Continuação do artigo de Vasco Rato, no "Independente"
"Depois de ter resistido aos projectos totalitários do século XX, a direita deve manter-se fiel a esta tradição libertária. Não se pode pedir que o Estado seja afastado da 'economia' e, depois, exigir que esse mesmo Estado se transforme num guardião de valores e princípios morais que, mesmo se maioritários, nunca poderão ser consensuais numa sociedade pluralista. A direita deve assumir uma postura intransigente em defesa do pluralismo e não da 'maioria moral'.
A segunda questão que se apresenta prende-se com a moralidade do aborto. Para a direita tradicionalista, a interrogação nem sequer se põe: o aborto é sempre 'imoral'. Tal absolutismo e intolerância ignoram as 'realidades' que levaram uma mulher a interromper uma gravidez. Se recusarmos a ideia de que os 'juízos' devem ser feitos no abstracto - sem medir as consequências de tais juízos para as pessoas - as realidades subjacentes à decisão de abortar assumem uma relevância gigantesca. Algumas mulheres, por razões de natureza profissional, engravidam sem estarem preparadas para a maternidade. Outras não terão condições materiais para garantir uma vida digna à criança. A gravidez também pode resultar de casos extra-conjugais ou da irresponsabilidade adolescente.

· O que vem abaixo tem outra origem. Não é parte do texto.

PR #19, opened 2021-05-06
Add topic remapping

jacobperron:
Support remapping the name of a bridged topic.

Added a new topic bridge option with YAML support.

### DIFF
--- a/include/domain_bridge/topic_bridge_options.hpp
+++ b/include/domain_bridge/topic_bridge_options.hpp
@@ -16,6 +16,7 @@
 #define DOMAIN_BRIDGE__TOPIC_BRIDGE_OPTIONS_HPP_
 
 #include <memory>
+#include <string>
 
 #include "rclcpp/callback_group.hpp"
 
@@ -35,6 +36,7 @@ public:
    *
    *    - callback_group = nullptr (node's default)
    *    - qos_options = default (see QosOptions for more information)
+   *    - remap_name = "" (no remap)
    */
   DOMAIN_BRIDGE_PUBLIC
   TopicBridgeOptions() = default;
@@ -73,10 +75,25 @@ public:
   TopicBridgeOptions &
   qos_options(const QosOptions & qos_options);
 
+  /// Get remap name.
+  DOMAIN_BRIDGE_PUBLIC
+  std::string
+  remap_name() const;
+
+  /// Set remap name.
+  /**
+   * An empty string implies no remap.
+   */
+  DOMAIN_BRIDGE_PUBLIC
+  TopicBridgeOptions &
+  remap_name(const std::string & remap_name);
+
 private:
   std::shared_ptr<rclcpp::CallbackGroup> callback_group_{nullptr};
 
   QosOptions qos_options_;
+
+  std::string remap_name_;
 };  // class TopicBridgeOptions
 
 }  // namespace domain_bridge
--- a/include/domain_bridge/topic_bridge_options.hpp
+++ b/include/domain_bridge/topic_bridge_options.hpp
@@ -77,7 +77,7 @@ public:
 
   /// Get remap name.
   DOMAIN_BRIDGE_PUBLIC
-  std::string
+  const std::string &
   remap_name() const;
 
   /// Set remap name.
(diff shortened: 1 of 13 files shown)


include/domain_bridge/topic_bridge_options.hpp
```diff
@@ -73,10 +75,25 @@ class TopicBridgeOptions
   TopicBridgeOptions &
   qos_options(const QosOptions & qos_options);
 
+  /// Get remap name.
+  DOMAIN_BRIDGE_PUBLIC
+  std::string
```
ivanpauno, line 80:
```suggestion
  const std::string &
```

?

test/domain_bridge/config/topic_options.yaml
```diff
@@ -14,9 +14,11 @@ topics:
...
       deadline: 123456
       lifespan: auto
+    remap: bar/remapped
   baz:
     type: test_msgs/msg/Empty
     # Trying other values for deadline and lifespan
     qos:
       deadline: auto
       lifespan: -5
+    remap: ''
```
ivanpauno, line 24: the test should still pass if we delete this line, right?

test/domain_bridge/wait_for_publisher.hpp
```diff
@@ -0,0 +1,53 @@
...
+#include <thread>
+
+#include "rclcpp/event.hpp"
+#include "rclcpp/node.hpp"
+
+/// Wait for a publisher to be available (or not)
+/*
+ * \return true if the wait was successful, false if a timeout occured.
+ */
+bool wait_for_publisher(
```
ivanpauno, line 29: Functions defined in a header file must be declared `inline`, to avoid breaking ODR.

(though it won't break ODR if we're only including this private header in test files, but just in case I would still add the `inline` specifier)

test/domain_bridge/wait_for_publisher.hpp
```diff
@@ -0,0 +1,53 @@
...
+
+  while (!predicate() &&
+    time_slept < std::chrono::duration_cast<std::chrono::microseconds>(timeout))
+  {
+    rclcpp::Event::SharedPtr graph_event = node->get_graph_event();
+    node->wait_for_graph_change(graph_event, sleep_period);
+    time_slept = std::chrono::duration_cast<std::chrono::microseconds>(
+      std::chrono::steady_clock::now() - start);
+  }
+  return predicate();
```
ivanpauno, line 50:
```suggestion
  do {
    if (predicate()) {
      return true;
    }
    rclcpp::Event::SharedPtr graph_event = node->get_graph_event();
    node->wait_for_graph_change(graph_event, sleep_period);
    time_slept = std::chrono::duration_cast<std::chrono::microseconds>(
      std::chrono::steady_clock::now() - start);
  } while (time_slept < std::chrono::duration_cast<std::chrono::microseconds>(timeout));
  return predicate();
```

There are two changes there:

 - Avoid the strange case where the fuction returns `false` before the timeout expires (`predicate()` can return a different value each time)
 - Call `predicate()` at least one, even when timeout=0

ivanpauno (approved):
LGTM!

I have left some minor comments

test/domain_bridge/config/topic_options.yaml
jacobperron: Correct. I added this to test an explicit empty string versus no YAML entry.

test/domain_bridge/wait_for_publisher.hpp
jacobperron: Good suggestion. Applied it in 60ffdce.

I cribbed this logic from `test_rclcpp`, so we might consider making similar patches there: https://github.com/ros2/system_tests/blob/8fc14b48bbf3f102fa6b19443c90d1841aca3b9a/test_rclcpp/include/test_rclcpp/utils.hpp

test/domain_bridge/wait_for_publisher.hpp
jacobperron: Made inline 60ffdce

include/domain_bridge/topic_bridge_options.hpp
jacobperron: Done 0d83591

jacobperron:
hmm, seems like my QoS matching tests are flaky :confused:

jacobperron:

PR #21, opened 2021-05-19
Override handle_serialized_message.

clalancette:
This should allow it to build against rolling again.

Signed-off-by: Chris Lalancette <clalancette@openrobotics.org>

This has been failing in Rolling for a couple of weeks now: https://build.ros2.org/view/Rbin_uF64/job/Rbin_uF64__domain_bridge__ubuntu_focal_amd64__binary/

Note that this change is *not* backwards-compatible with Galactic, so we'll have to branch off for Galactic to take this fix.

### DIFF
--- a/src/domain_bridge/generic_subscription.hpp
+++ b/src/domain_bridge/generic_subscription.hpp
@@ -69,6 +69,11 @@ public:
   void handle_loaned_message(
     void * loaned_message, const rclcpp::MessageInfo & message_info) override;
 
+  void
+  handle_serialized_message(
+    const std::shared_ptr<rclcpp::SerializedMessage> & serialized_message,
+    const rclcpp::MessageInfo & message_info) override;
+
   // Same as return_serialized_message() as the subscription is to serialized_messages only
   void return_message(std::shared_ptr<void> & message) override;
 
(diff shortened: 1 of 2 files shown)


src/domain_bridge/generic_subscription.hpp
```diff
@@ -69,6 +69,11 @@ class GenericSubscription : public rclcpp::SubscriptionBase
   void handle_loaned_message(
     void * loaned_message, const rclcpp::MessageInfo & message_info) override;
 
+  void
+  handle_serialized_message(
+    const std::shared_ptr<rclcpp::SerializedMessage> & serialized_message,
+    const rclcpp::MessageInfo & message_info) override;
```
jacobperron, line 75: If we remove the `override` does that make it backwards compatible with Galactic?

jacobperron:
Thanks for this. I was confused why this was failing on Rolling and didn't take the time to investigate.

src/domain_bridge/generic_subscription.hpp
clalancette: Yep!  That totally works.  I'm going to put a comment here as well explaining why we aren't marking it as override.

jacobperron:
I've noticed a couple times that the `test_qos_matching` tests fail. I've opened a ticket to look into the flakiness: https://github.com/ros2/domain_bridge/issues/22

jacobperron:

jacobperron (approved):

Issue #22, opened 2021-05-19
test_qos_matching flaky


jacobperron:
I've noticed that sometimes the Jenkins PR jobs result in test failures, but retriggering often resolves the issue.

We should figure out if there's a real bug or if the tests can be improved to reduce flakiness.

Example failure: https://build.ros2.org/job/Gpr__domain_bridge__ubuntu_focal_amd64/9/testReport/

jacobperron:
Another instance: https://build.ros2.org/job/Rdev__domain_bridge__ubuntu_focal_amd64/20/

rebecca-butler:
I've done a bit of investigation into this problem. The flake occurs in tests where we have two publishers on the same topic with different QoS settings. The bridged QoS should use the settings that best match all publishers (e.g. the maximum deadline and lifespan values), but sometimes it only uses the values from the first publisher. The tests that are affected are `qos_matches_max_of_duration_policy` and `qos_matches_topic_exists_multiple_publishers`.

The problem seems to be in `get_topic_qos()`. This function iterates over the info for the available endpoints to get the max lifespan and deadline values, but sometimes only 1 endpoint is available at the time when the function is called. This means it can only use the first publisher's values. 

I don't see an immediately obvious solution to this problem. For now, I've added a delay in `get_topic_qos()` to wait for a bit after the first publisher is found. I'm also checking if the number of endpoints remains the same before and after `get_topic_qos()` runs, and if a new endpoint has become available, the function is called again to update the QoS settings. This isn't exactly a robust solution, but I haven't seen the flake happen since adding it, so it might be good enough. If the issue does come up again, we can just comment out the problematic tests until we have a better solution.

rebecca-butler:
I also discovered a different flaky test while working on this (see #46).

PR #25, opened 2021-06-07
Rti qos profiles patch

ivanpauno:
This is a workaround to be able to use a different participant qos profile in each domain.

For example:

```bash
export RMW_IMPLEMENTATION=rmw_connextdds
export NDDS_QOS_PROFILES=/path/to/examples/EXAMPLE_ROS2TEST_QOS_PROFILES.xml
# The domain bridge executable will try to load a qos profile named "ParticipantProfile_{domain_id}" before creating a participant in each domain
export DOMAIN_BRIDGE_CONNEXT_DDS_QOS_PROFILE_PREFIX=ParticipantProfile
ros2 run domain_bridge domain_bridge src/domain_bridge/examples/example_bridge_config.yaml
```

We probably don't want to merge this in the `main` branch.
We can keep this patch in a separate branch, or only merge the callback trick into 'main` and create a new executable using it in a separate package.


ivanpauno:
@jacobperron FYI, if you have a different idea of how to do this that would be great.

ivanpauno:
I did some testing with this, and it seems to work as expected (I disabled SHMEM transport in only some of the domains and checked that it was set correctly).

src/domain_bridge.cpp
```diff
@@ -104,3 +152,69 @@ int main(int argc, char ** argv)
...
+    for (int i = 0; i < DDS_StringSeq_get_length(&qos_libraries); i++) {
+      const char * item = DDS_StringSeq_get(&qos_libraries, i);
+      if (
+        strcmp("BuiltinQosLib", item) != 0 &&
+        strcmp("BuiltinQosLibExp", item) != 0)
+      {
+        if (!qos_profile_library_name) {
+          qos_profile_library_name = item;
+        } else {
+          // More than one QoS profile library was loaded, do not set
```
mallanmba, line 206: would be helpful to print a warning here

mallanmba:
> We probably don't want to merge this in the `main` branch.
> We can keep this patch in a separate branch, or only merge the callback trick into 'main` and create a new executable using it in a separate package.

Would it be reasonable to merge the callback into the main branch and keep an example of how to use it w/ connext in the repo? This might be something someone else out there would want to do at some point.

ivanpauno:
> Would it be reasonable to merge the callback into the main branch and keep an example of how to use it w/ connext in the repo?

:+1: to merge the callback patch in `main`.

I don't mind to also keep the example with the Connext qos profiles patch here.
I would prefer to not build that example though, or to build it only if Connext was found.
In that way, we avoid depending directly on Connext.

@jacobperron what do you think?

src/domain_bridge.cpp
ivanpauno: Done in https://github.com/ros2/domain_bridge/pull/25/commits/33413665a0760b396cba9c5510ea594af8f4c2e4

ivanpauno:
FYI I noticed that the patch in https://github.com/ros2/domain_bridge/pull/25/commits/3e7faca7409dabe12a15e37fafbc5b9e2444b4b3 is not working correctly (it fails to reset the qos participant profile).
I will look for a fix tomorrow.

ivanpauno:
> FYI I noticed that the patch in 3e7faca is not working correctly (it fails to reset the qos participant profile).

I forgot to set when testing `DOMAIN_BRIDGE_CONNEXT_DDS_QOS_PROFILE_PREFIX`, the only problem was that when that variable was not set the last call to `DDS_DomainParticipantFactory_set_default_participant_qos()` failed.
https://github.com/ros2/domain_bridge/pull/25/commits/baa755096b1029ef1912de8550ebf55c1175c7b4 fixes the issue.

ivanpauno:
The CI issue is unrelated, the problem is that the bridge is only discovering one of the publishers (the reliable one), and so it automatically uses a Reliable profile instead of a best effort one.
The current test is racy, I think we can improve that in a new PR.

ivanpauno:
Rebased, now this branch is incompatible with `galactic`, but it will throw an exception that will make that clear (same behavior as in `main`).

The error message is: ["unexpected callback being called"](https://github.com/ros2/domain_bridge/blob/919d753c788e6655841cf087814e7b3242854b81/src/domain_bridge/generic_subscription.cpp#L72).

https://github.com/ros2/domain_bridge/pull/29 is an easy fix to reintroduce compatibility with galactic, https://github.com/ros2/domain_bridge/pull/30 is a refactor that fixes the issue in a more elegant fashion.

jacobperron:
I'm okay with merging the new callback mechanism. For the Connext-specific example, I'd rather not add any dependencies to Connext to this repo. So we could either keep it as an non-compiled example, or move it to it's own package (like `domain_bridge_examples`). I don't have a strong preference.

jacobperron (commented):
It seems like an okay hack; I'm not sure how else we could do it barring an Connext API we could directly call.

ivanpauno:
Rebased with master

ivanpauno:
> I'm okay with merging the new callback mechanism. For the Connext-specific example, I'd rather not add any dependencies to Connext to this repo.

After the last commits, I'm conditionally compiling the domain bridge executable with the custom patch to be able to configure a different domain participant qos for each domain.
I would like to add a note to the docs and better documentation, but I think we can do that in a follow up PR.

ivanpauno:
Force-pushed to resolve more conflicts

src/domain_bridge_rti_qos.cpp
```diff
@@ -0,0 +1,253 @@
...
+# pragma GCC diagnostic ignored "-Wpedantic"
+# pragma GCC diagnostic ignored "-Wunused-parameter"
+# ifdef __clang__
+#  pragma clang diagnostic ignored "-Wdeprecated-register"
+#  pragma clang diagnostic ignored "-Wreturn-type-c-linkage"
+# endif
+#endif
+#include "ndds/ndds_c.h"
+// #include <ndds/ndds_namespace_cpp.h>
+// #include <ndds/ndds_requestreply_cpp.h>
```
jacobperron, line 38: I guess we can remove these unused includes

jacobperron (approved):
LGTM, one minor comment.

The flaky tests are annoying. I'll see if I can make some time to look into the failures (https://github.com/ros2/domain_bridge/issues/22). Maybe as a short-term workaround we can add a retry flag.

src/domain_bridge_rti_qos.cpp
ivanpauno: Removed https://github.com/ros2/domain_bridge/pull/25/commits/772d374de4e7d4742c67ea1218a906d027f11c2d

ivanpauno:
> The flaky tests are annoying. I'll see if I can make some time to look into the failures (#22). Maybe as a short-term workaround we can add a retry flag.

Agreed, I will take a look to that one soon.

ivanpauno:
Going in, thanks for the review @jacobperron !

Pode dizer-se que nenhuma destas razões justifica o aborto. Talvez. Mas tal juízo ignora o contexto da decisão e as consequências que uma gravidez indesejável poderão ter na vida das pessoas, inclusivé da dos recém-nascidos. Nenhuma mulher opta por interromper a gravidez de maneira leviana. São decisões dolorosas que deixam marcas psicológicas e emocionais duradouras e, por vezes, levam ao colapso dos relacionamentos. E se o aborto é uma opção traumática, porquê transformar a mulher numa criminosa? Salvaguardando as três excepções previstas na lei, qualquer mulher que opte por fazer um aborto é uma criminosa. E é aqui que reside o problema essencial: o Estado criminaliza escolhas que deveriam ser do foro privado.
Nenhuma reflexão sobre o aborto pode escamotear o essencial: quando começa a vida? A resposta que se dá a esta interrogação é decisiva, porque determina a resposta que se dá às duas anteriores. Definir o começo da vida pressupõe definir o fim da vida. Hoje, a morte clínica ocorre no momento de cessação da actividade cerebral. Se assim é, faz sentido adoptar a definição de 'vida' aceite pela esmagadora maioria da comunidade científica: a vida começa quando se verifica actividade cerebral. Eis uma definição inequívoca e universalmente aplicável. Significa isto que um feto - até ao início da actividade cerebral - não é uma vida humana. Concordo que o 'direito à vida' é sagrado, apenas discordo de definições ético-religiosas quanto ao início da vida. Pode, é certo, adoptar-se a posição de que a vida começa na concepção e que os fetos são 'vidas potenciais'. Porém, se assim é, as excepções hoje concedidas pela lei - aborto em caso de violação, grave deformação do feto ou grave perigo para a vida da mãe - logicamente deixariam de ser permitidas.
Em Portugal, devemos descriminalizar o aborto, mas não devemos ignorar que muitos portugueses se opõem a essa medida. De facto, julgo que seria uma afronta a estes cidadãos se o aborto fosse pago pelos seus impostos. A solução política é, portanto, permitir o funcionamento de clínicas privadas, mas o custo do aborto seria sempre suportado por quem opta por esse caminho. Tal como o Estado não deve criminalizar uma decisão individual, não há razão para que o Estado pague as despesas dessa decisão através do Serviço Nacional de Saúde. Numa sociedade pluralista, julgo que esta solução é a única que poderá respeitar as sensibilidades de todos os cidadãos. Não terá a "coerência" dos absolutistas, mas poderá humanizar uma lei hipócrita que é sistematicamente violada com toda a impunidade".